Cloud CyberSecurity Engineer - Hybrid (Houston or Dallas TX)
About the role
AECOM is seeking a Cloud Security Engineer to join the Cybersecurity Engineering team, responsible for driving and enforcing security outcomes across a global multi-cloud environment spanning AWS, Microsoft Azure, and Microsoft m365. This role focuses on defining control requirements, identifying risk, and ensuring remediation of cloud security issues in partnership with Infrastructure and Application teams, who perform hands-on implementation.
Responsibilities
- Cloud Security Governance & Control
- Oversight Perform Cloud Security Posture management (CSPM)

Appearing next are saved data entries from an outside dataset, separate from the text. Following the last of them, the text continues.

PR #13477, opened 2021-09-04
Issue 13302

### LINKED ISSUE #13302: Incorrect typescript typings for findAndCountAll function

aryem:
### Pull Request check-list

### Description of change

add overload type for findAndCountAll:
 - add overload type for findAndCountAll with the group.
 - add test for checking return type of findAndCountAll with and without group
 - update return type of findAndCountAll in model.js docs comment

Closes #13302

### DIFF
--- a/lib/model.js
+++ b/lib/model.js
@@ -2069,7 +2069,7 @@ class Model {
    * @see
    * {@link Model.count} for a specification of count options
    *
-   * @returns {Promise<{count: number, rows: Model[]}>}
+   * @returns {Promise<{count: number | number[], rows: Model[]}>}
    */
   static async findAndCountAll(options) {
     if (options !== undefined && !_.isPlainObject(options)) {
--- a/types/lib/model.d.ts
+++ b/types/lib/model.d.ts
@@ -1923,6 +1923,10 @@ export abstract class Model<TModelAttributes extends {} = any, TCreationAttribut
     this: ModelStatic<M>,
     options?: FindAndCountOptions<M['_attributes']>
   ): Promise<{ rows: M[]; count: number }>;
+  public static findAndCountAll<M extends Model>(
+    this: ModelStatic<M>,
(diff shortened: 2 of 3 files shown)


Keimeno (approved):

Keimeno:
Hi @aryem, 
thanks for your PR and for addressing the issues in #13303.
I will close #13303 in favour of this PR.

- Utilize Palo Alto Prisma Cloud and Qualys TotalCloud to identify misconfigurations, vulnerabilities, and deviations from baseline
- Define and initiate remediation requirements for Infrastructure and Application teams
- Track and drive remediation efforts to closure
- Partner with Security Architecture to translate cloud security standards into actionable control requirements
- Ensure adherence to approved cloud security baselines and standards
- Support exception management and risk acceptance processes with Cybersecurity Architecture and Cybersecurity GRC
- Develop and deliver reporting on cloud security posture and risk to Cybersecurity and IT leadership
- Cloud Visibility & Risk Management
- Own visibility into cloud security posture across AWS and Azure
- Define risk metrics, prioritization models, and reporting standards
- Improve asset visibility and configuration awareness across cloud environments
- Partnership & Enablement
- Partner with Infrastructure and Application teams to ensure secure implementation of controls
- Provide guidance on secure cloud practices aligned with enterprise standards (NIST, CIS)
- Collaborate with stakeholders to prioritize and address security risks
- Continuous Improvement
- Drive continuous improvement of cloud security processes, tooling, and reporting
- Stay current with evolving cloud threats and technologies
Qualifications
- Bachelor’s degree (BA/BS) and at least 6 years of information technology / cybersecurity experience with cloud security focus or demonstrated equivalency of experience and/or education
- Experience with AWS and Microsoft Azure environments
- Experience with CSPM/CNAPP tools (Prisma Cloud, Qualys TotalCloud, CrowdStrike Cloud Security, or similar)
- Strong understanding of cloud security concepts, IAM, and network security
- Experience managing and driving remediation of security issues
Preferred Qualifications
- Strong communication and stakeholder management skills
- Experience with Proofpoint Email Protection or similar platforms
- Experience with SIEM/logging integrations
- Familiarity with Infrastructure-as-Code concepts
- Understanding of NIST, CIS, ISO 27001
- Cloud security certifications (AWS, Azure) highly preferred
Additional Information
Relocation assistance is not available for this position. Sponsorship for US work authorization is not available for this position, now or in the future. At AECOM, we are committed to maintaining a secure and trustworthy recruitment process and take any fraudulent hiring activity seriously. To support this commitment, all newly hired employees are required to attend an in-person Day 1 onboarding at an AECOM office location as a condition of employment. Offered rate of compensation will be based on individual education, qualifications, experience, and work location. The range for this position is $130000 to $175000 per year.